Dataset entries
########################################

PR #3226, opened 2017-12-17
Support Charset.aliases() method

cquiroz:
This is a small addition to `Charset` to support the method `aliases()` basically exposing the `aliases` field in the right format.

This is the method in particular:
https://docs.oracle.com/javase/7/docs/api/java/nio/charset/Charset.html#aliases()

### DIFF
--- a/javalib/src/main/scala/java/nio/charset/Charset.scala
+++ b/javalib/src/main/scala/java/nio/charset/Charset.scala
@@ -1,12 +1,19 @@
 package java.nio.charset
 
 import java.nio.{ByteBuffer, CharBuffer}
+import java.util.{Collections, HashSet, Arrays}
 
 import scala.scalajs.js
 
 abstract class Charset protected (canonicalName: String,
-    aliases: Array[String]) extends AnyRef with Comparable[Charset] {
+    _aliases: Array[String]) extends AnyRef with Comparable[Charset] {
+
+  private lazy val aliasesSet =
+    Collections.unmodifiableSet(new HashSet(Arrays.asList(_aliases)))
+
   final def name(): String = canonicalName
+
+  final def aliases(): java.util.Set[String] = aliasesSet
 
   override final def equals(that: Any): Boolean = that match {
     case that: Charset => this.name == that.name
--- a/test-suite/shared/src/test/scala/org/scalajs/testsuite/niocharset/CharsetTest.scala
+++ b/test-suite/shared/src/test/scala/org/scalajs/testsuite/niocharset/CharsetTest.scala
@@ -7,6 +7,8 @@
 \*                                                                      */
 package org.scalajs.testsuite.niocharset
 
+import scala.collection.JavaConverters._
+
 import java.nio.charset._
 
 import org.junit.Test
@@ -16,6 +18,7 @@ import org.scalajs.testsuite.utils.AssertThrows._
 import org.scalajs.testsuite.utils.Platform.executingInJVM
 
 class CharsetTest {
+  def javaSet[A](elems: A*): java.util.Set[A] = Set(elems: _*).asJava
 
   @Test def defaultCharset(): Unit = {
     assertSame("UTF-8", Charset.defaultCharset().name())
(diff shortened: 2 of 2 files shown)


javalib/src/main/scala/java/nio/charset/Charset.scala
```diff
@@ -8,6 +8,9 @@ abstract class Charset protected (canonicalName: String,
     aliases: Array[String]) extends AnyRef with Comparable[Charset] {
```
sjrd: Could you rename this to `_aliases` or `aliasesArray`, so that there isn't a semi-clash between the private `aliases` and the `def aliases()`?

javalib/src/main/scala/java/nio/charset/Charset.scala
```diff
@@ -8,6 +8,9 @@ abstract class Charset protected (canonicalName: String,
...
   final def name(): String = canonicalName
 
+  final def aliases(): java.util.Set[String] =
+    new java.util.HashSet(java.util.Arrays.asList(aliases))
```
sjrd: The Javadoc says that `aliases()` must return an *immutable* set of the aliases. Therefore, you should wrap the produced `HashSet` with [`java.util.Collections.unmodifiableSet`](https://docs.oracle.com/javase/8/docs/api/java/util/Collections.html#unmodifiableSet-java.util.Set-). This also means that you can always reuse the same unmodifiable set, which you can store in a `private lazy val aliasesSet`. Make sure to make it lazy so that all this stuff can be dce'ed away if `aliases()` is not called.

test-suite/shared/src/test/scala/org/scalajs/testsuite/niocharset/CharsetTest.scala
```diff
@@ -67,4 +69,24 @@ class CharsetTest {
 
     assertFalse(Charset.isSupported("this-charset-does-not-exist"))
   }
+
+  @Test def aliases(): Unit = {
+    assertEquals(Charset.forName("UTF-8").aliases(),
+      List("UTF8", "unicode-1-1-utf-8").toSet.asJava)
```
sjrd: Use `Set(...)` instead of `List(...).toSet`. Even better, define a local
```scala
def javaSet[A](elems: A*): java.util.Set[A] = Set(elems: _*).asJava
```
and then use `javaSet("UTF8", "unicode-1-1-utf-8")`.

sjrd: Also, we use 4 spaces indentation when continuing a line. See our coding style at https://github.com/scala-js/scala-js/blob/master/CODINGSTYLE.md#indentation

cquiroz:
Thanks for your comments. I rebased to 0.6.x, addressed your concerns and squashed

########################################

- _Requirement_
The required output is every line above that contains the string "main".

- _Task output_
--- a/javalib/src/main/scala/java/nio/charset/Charset.scala
+++ b/javalib/src/main/scala/java/nio/charset/Charset.scala
javalib/src/main/scala/java/nio/charset/Charset.scala
javalib/src/main/scala/java/nio/charset/Charset.scala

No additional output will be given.